[From Series Three The Golden Dog]
William Kirby was born in Kingston-Upon-Hull, England in 1817, and emigrated with his parents to the United States when he was fifteen. Strong British sympathies led him to Canada in 1839, where he eventually settled at Niagara-on-the-Lake, and became Editor of the Niagara Mail. Between 1871 and 1895 he was Collector of Customs, and was made a charter member of the Royal Society of Canada in 1882. He died in 1906.
Although The Golden Dog is his most important work he did a considerable amount of writing. A passionate Loyalist and Tory, he was opposed to the introduction of Responsible Government, and the occasion of Sir Charles Metcalfe’s retirement led to the writing of his 167-stanza Monody. His prose tirade, Counter Manifesto to the Canadian Annexationists, first appeared in the Mail in 1849 under the pseudonym “Britannicus,” and later as an anonymous pamphlet, although its authorship was an open secret. His lively Annals of Niagara was first published by the Lundy’s Lane Historical Society in 1896. It was reprinted in 1927, with an introduction by Lorne Pierce, and remains a standard work. He also wrote a number of poems on historical subjects.

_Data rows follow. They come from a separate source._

PR #5193, opened 2022-10-06
Use both trust domains if they are different

### LINKED ISSUE #5036: Set SAN Matcher for multiple Certs during a cert rotation
If an MRC changes the trust domain (or in the future switches to a SPIFEE ID), then the envoy config needs to have the DNS SAN matcher set to include both the new and old principal.

We should validate this is correct with E2E tests.

jsturtevant:
When the certificate manager has more than one
trust domain we need to ensure that the services know about both of them since the either could be used.
This usually occurs during a certificate rotation.

fixes #5036 

**Description**:

**Testing done**:

**Affected area**:

2. Is this a breaking change?


pkg/catalog/inbound_traffic_policies.go
```diff
@@ -195,10 +195,14 @@ func (mc *MeshCatalog) getRoutingRulesFromTrafficTarget(trafficTarget access.Tra
 	}
 
 	// Compute the allowed downstream service identities for the given TrafficTarget object
-	trustDomain := mc.GetTrustDomain()
+	trustDomains := mc.certManager.GetTrustDomains()
 	allowedDownstreamPrincipals := mapset.NewSet()
 	for _, source := range trafficTarget.Spec.Sources {
-		allowedDownstreamPrincipals.Add(trafficTargetIdentityToSvcAccount(source).AsPrincipal(trustDomain))
+		allowedDownstreamPrincipals.Add(trafficTargetIdentityToSvcAccount(source).AsPrincipal(trustDomains.Signing))
```
steeling, line 201: nit: feels a bit more idiomatic to have it return a slice of trustdomains

steeling (approved):

pkg/certificate/manager.go
```diff
@@ -128,12 +128,24 @@ func (m *Manager) start(ctx context.Context, mrcClient MRCClient) error {
...
+// AreDifferent returns true if the signing and validating trust domains are different
+func (td TrustDomain) AreDifferent() bool {
+	return td.Signing != td.Validating
+}
+
+// GetTrustDomains returns the trust domains from the configured issuers.
 // Note that the CRD uses a default, so this value will always be set.
-func (m *Manager) GetTrustDomain() string {
+// It is up to the caller to determine if the signing and validating trust domains are different
+func (m *Manager) GetTrustDomains() TrustDomain {
```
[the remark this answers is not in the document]
jsturtevant: not sure I follow, in what sense?

pkg/catalog/inbound_traffic_policies.go
jsturtevant: not sure I understand how it would be miss used but get the idiomatic point.  my thought was I didn't want to loop through a slice since we knew the values upfront.  I am likely going to modify this for #5160.  Maybe can try something different there?  Do you have any thoughts on how to looping through the slice?

pkg/certificate/manager.go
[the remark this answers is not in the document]
steeling: This gets called a few times in the path for generating an envoy config, so it's order magnitude on # of proxies over frequency of proxy broadcasts.

Technically also impacted by # of traffic targets, so in a fully connected mesh in non-permissive mode it can be substantially higher (O(NM)).

pkg/catalog/inbound_traffic_policies.go
steeling: just a simple double loop, one over principles (sources in this line), and another over the slice of trust domains returned, ie:

```go
for _, source := range trafficTarget.Spec.Sources {
  for _, td := range trustDomains {
     allowedDownstreamPrincipals.Add(trafficTargetIdentityToSvcAccount(source).AsPrincipal(td))
  }
}
```

jsturtevant: hmm, since https://github.com/openservicemesh/osm/pull/5193#discussion_r993584627, I am leaning against this.  Would it be simpler if I got rid of trustdomian struct and just return the two strings and do a compare everywhere?

keithmattix (approved):

PR #5194, opened 2022-10-06
envoy: use access log builder and Telemetry config

shashankram:
**Description**:
This change does the following:

- Adds a builder type to build access log config.

- Allows overriding the default access log format using the Telemetry API. Both text based and JSON formats are supported.

- Updates the API used to fetch the Telemetry config to also return associated OpenTelemetry ExtensionService config. This is used to build the OpenTelemetry access log config. (Note: the OpenTelemetry integration isn't complete yet)

- Updates the health probe config code to leverage the access log builder. Previously, the code was duplicated.

- Adds code to allow Telemetry object changes to trigger proxy updates.

- Removes legacy access log related code.

Part of #5136

**Testing done**:
Tested custom access log configuration such as:

```
apiVersion: policy.openservicemesh.io/v1alpha1
kind: Telemetry
metadata:
  name: httpbin-log2
  namespace: httpbin
spec:
  selector:
    app: httpbin
  accessLog:
    format: '{"authority":"%REQ(:AUTHORITY)%","bytes_received":"%BYTES_RECEIVED%","bytes_sent":"%BYTES_SENT%"}'
```

```
apiVersion: policy.openservicemesh.io/v1alpha1
kind: Telemetry
metadata:
  name: httpbin-log
  namespace: httpbin
spec:
  accessLog:
    format: "[%START_TIME%] \"%REQ(:METHOD)% %REQ(X-ENVOY-ORIGINAL-PATH?:PATH)% %PROTOCOL%\" %RESPONSE_CODE% %RESPONSE_FLAGS%\n"
```

**Affected area**:


pkg/envoy/generator/lds/accesslog.go
```diff
@@ -0,0 +1,231 @@
...
+
+type accessLogBuilder struct {
+	name                    string
+	format                  string
+	openTelemetryCluster    string
+	openTelemetryAttributes map[string]string
+}
+
+// NewAccessLogBuilder returns an accessLogBuilder instance used to build access log configuration
+func NewAccessLogBuilder() *accessLogBuilder { //nolint: revive // unexported-return
```
steeling, line 57: Can we add some tests that given a accessLogBuilder with a set of parameters, tests the `Build` method?

steeling (approved):

PR #5195, opened 2022-10-10
feat(cerst): Adds MRCResyncInterval

### LINKED ISSUE #5176: Add resync interval to MRC informer
The `MeshRootCertificate` informers need to have a resync interval in order to provide a retry mechanism for event handlers. This can be done in `pkg/informers/informers.go` when the MRC informer is created in `WithConfigClient`

shalier:
**Description**:
Adds MRCResyncInterval which is half the MrcDurationPerStage and resolves #5176

**Testing done**:

**Affected area**:

2. Is this a breaking change?

### DIFF
--- a/pkg/k8s/client.go
+++ b/pkg/k8s/client.go
@@ -2,6 +2,7 @@ package k8s
 
 import (
 	"context"
+	"time"
 
 	smiAccess "github.com/servicemeshinterface/smi-sdk-go/pkg/apis/access/v1alpha3"
 	smiSpecs "github.com/servicemeshinterface/smi-sdk-go/pkg/apis/specs/v1alpha4"
@@ -570,6 +571,6 @@ func (c *Client) ListServiceExports() []*mcs.ServiceExport {
 }
 
 // AddMeshRootCertificateEventHandler adds an event handler specific to mesh root certificiates.
-func (c *Client) AddMeshRootCertificateEventHandler(handler cache.ResourceEventHandler) {
-	c.informers[informerKeyMeshRootCertificate].AddEventHandler(handler)
+func (c *Client) AddMeshRootCertificateEventHandler(handler cache.ResourceEventHandler, resyncInterval time.Duration) {
+	c.informers[informerKeyMeshRootCertificate].AddEventHandlerWithResyncPeriod(handler, resyncInterval)
 }
--- a/pkg/k8s/informers.go
+++ b/pkg/k8s/informers.go
@@ -19,7 +19,6 @@ import (
 	mcsClient "sigs.k8s.io/mcs-api/pkg/client/clientset/versioned"
 	mcsInformers "sigs.k8s.io/mcs-api/pkg/client/informers/externalversions"
 
-	"github.com/openservicemesh/osm/pkg/certificate"
 	"github.com/openservicemesh/osm/pkg/constants"
 	configClientset "github.com/openservicemesh/osm/pkg/gen/client/config/clientset/versioned"
 	configInformers "github.com/openservicemesh/osm/pkg/gen/client/config/informers/externalversions"
@@ -81,9 +80,6 @@ const (
 	// This is set to 0 because we do not need resyncs from k8s client.
 	// For the MeshConfig resource, we have our own Ticker to turn on periodic resyncs.
 	DefaultKubeEventResyncInterval = 0 * time.Second
-	// MRCResyncInterval is the resync interval to provide a retry mechanism for MRC event handlers
-	// It is half of the MrcDurationPerStage (the amount of time we leave each MRC in a stage before moving to the next stage)
-	MRCResyncInterval = certificate.MrcDurationPerStage / 2
 )
 
 var (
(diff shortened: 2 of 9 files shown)


keithmattix (approved):

pkg/k8s/informers.go
```diff
@@ -144,7 +148,7 @@ func WithConfigClient(configClient configClientset.Interface) ClientOption {
 			opt.FieldSelector = fields.OneTermEqualSelector(metav1.ObjectNameField, c.meshConfigName).String()
 		})
 		meshConfiginformerFactory := configInformers.NewSharedInformerFactoryWithOptions(configClient, DefaultKubeEventResyncInterval, configInformers.WithNamespace(c.osmNamespace), listOption)
-		mrcInformerFactory := configInformers.NewSharedInformerFactoryWithOptions(configClient, DefaultKubeEventResyncInterval, configInformers.WithNamespace(c.osmNamespace))
+		mrcInformerFactory := configInformers.NewSharedInformerFactoryWithOptions(configClient, MRCResyncInterval, configInformers.WithNamespace(c.osmNamespace))
```
steeling, line 151: @keithmattix  what're your thoughts on adding this to the event handler instead of the underlying informer? That way if anything else wants to use the informer it is consistent with the user across other informers.

This would mean exposing the `AddEventHandlerWithResyncPeriod` instead of the AddEventHandler that is called in the MRCComposer's Watch method

keithmattix: Hmm good question....is there any use of the MRC informer that shouldn't have this resync?

steeling: i think consistency across these is more important, so a future feature doesn't get surprised. surprises are bad

keithmattix: Not sure that constitutes a "surprise"; in my opinion, the bigger surprise would be that the behavior of a similar feature (e.g. MRC) is different than a future feature. While one should generally try to avoid surprises, I feel like "surprises are bad" overly simplifies the nuance that accompanies these kinds of conversations

jsturtevant: >That way if anything else wants to use the informer it is consistent with the user across other informers.

are you suggesting leaving this at zero except if we add a second handler as we are doing here?  

If we are we using our "own ticker" (not sure where this is implemented) is changing the default resync going to conflict?

pkg/k8s/informers.go
```diff
@@ -78,8 +79,11 @@ const (
 const (
 	// DefaultKubeEventResyncInterval is the default resync interval for k8s events
 	// This is set to 0 because we do not need resyncs from k8s client, and have our
-	// own Ticker to turn on periodic resyncs.
+	// own Ticker to turn on periodic resyncs for the MeshConfig resource.
```
jsturtevant, line 82: This default ticker is used for more than the just meshconfig?

pkg/k8s/informers.go
```diff
@@ -78,8 +79,11 @@ const (
...
 	DefaultKubeEventResyncInterval = 0 * time.Second
+	// MRCResyncInterval is the resync interval to provide a retry mechanism for MRC event handlers
+	// It is half of the MrcDurationPerStage (the amount of time we leave each MRC in a stage before moving to the next stage)
+	MRCResyncInterval = certificate.MrcDurationPerStage / 2
```
jsturtevant, line 86: how was 2.5 mins chosen?

pkg/k8s/informers.go
jsturtevant: I found it: https://github.com/openservicemesh/osm/blob/68765c5158ed575f1785f6cee3a07d753be2bd9f/pkg/ticker/ticker.go#L55

shalier: @jsturtevant I was trying to say that the ticker that we made for periodic resyncs was used just for the MeshConfig resource. Not that the DefaultKubeEventResyncInterval is used just for MeshConfig.
Let me know if the below change makes more sense!
```
	// DefaultKubeEventResyncInterval is the default resync interval for k8s events
	// This is set to 0 because we do not need resyncs from k8s client.
	// For the MeshConfig resource, we have our own Ticker to turn on periodic resyncs.
```

pkg/k8s/informers.go
shalier: Talked with @steeling and decided 1/2 of what we recommend for setting the transition time.

pkg/k8s/informers.go
jsturtevant: yes, it took me a moment to understand being new to this area.  The new suggested comment makes it much clearer!

pkg/k8s/informers.go
steeling: I'm suggesting to keep the informers resync at 0 to keep consistency (I would be surprised if I had used 10+ other of our informer uses, all with no resync, but then i have a use case for that one, and it has a resync).

But instead add a method that exposes the AddEventHandlerWithResyncPeriod, so the caller is aware of the resync and explicitly states it when adding the handler.

jsturtevant: makes sense to me

keithmattix: Cool, I don't care too much one way or another.

pkg/k8s/client.go
```diff
@@ -571,5 +576,5 @@ func (c *Client) ListServiceExports() []*mcs.ServiceExport {
 
 // AddMeshRootCertificateEventHandler adds an event handler specific to mesh root certificiates.
 func (c *Client) AddMeshRootCertificateEventHandler(handler cache.ResourceEventHandler) {
-	c.informers[informerKeyMeshRootCertificate].AddEventHandler(handler)
+	c.informers[informerKeyMeshRootCertificate].AddEventHandlerWithResyncPeriod(handler, MRCResyncInterval)
```
steeling, line 579: nit: i might add the resync interval as a param to the method, and let the caller decide.

steeling (approved):

pkg/k8s/informers.go
jsturtevant: @steeling @shalier @keithmattix This ends up resulting in `The specified resyncPeriod 2m30s is invalid because this shared informer doesn't support resyncing`.  

I tested it out and the base informer needs to have a resync enabled (aka a value > 1s) otherwise it resync is disabled. https://github.com/kubernetes/client-go/blob/c81636cd4415f0858a99c2cc18023740df7aa15f/tools/cache/shared_informer.go#L516-L524

We've been running the tests in https://github.com/openservicemesh/osm/pull/5201 without resync so I don't know that we need it?

steeling: yes resync was only necessary when we were doing time based changes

The Golden Dog, a historical romance in the grand manner, was the result of eleven years research on the last days of New France and the causes of its downfall. The book was first published without Kirby’s permission (New York, 1877), was extensively pirated, and had a Montreal edition the same year. It was translated into French by Pamphile Lemay in 1884. Kirby revised the book for the authorized edition, which finally appeared in 1896.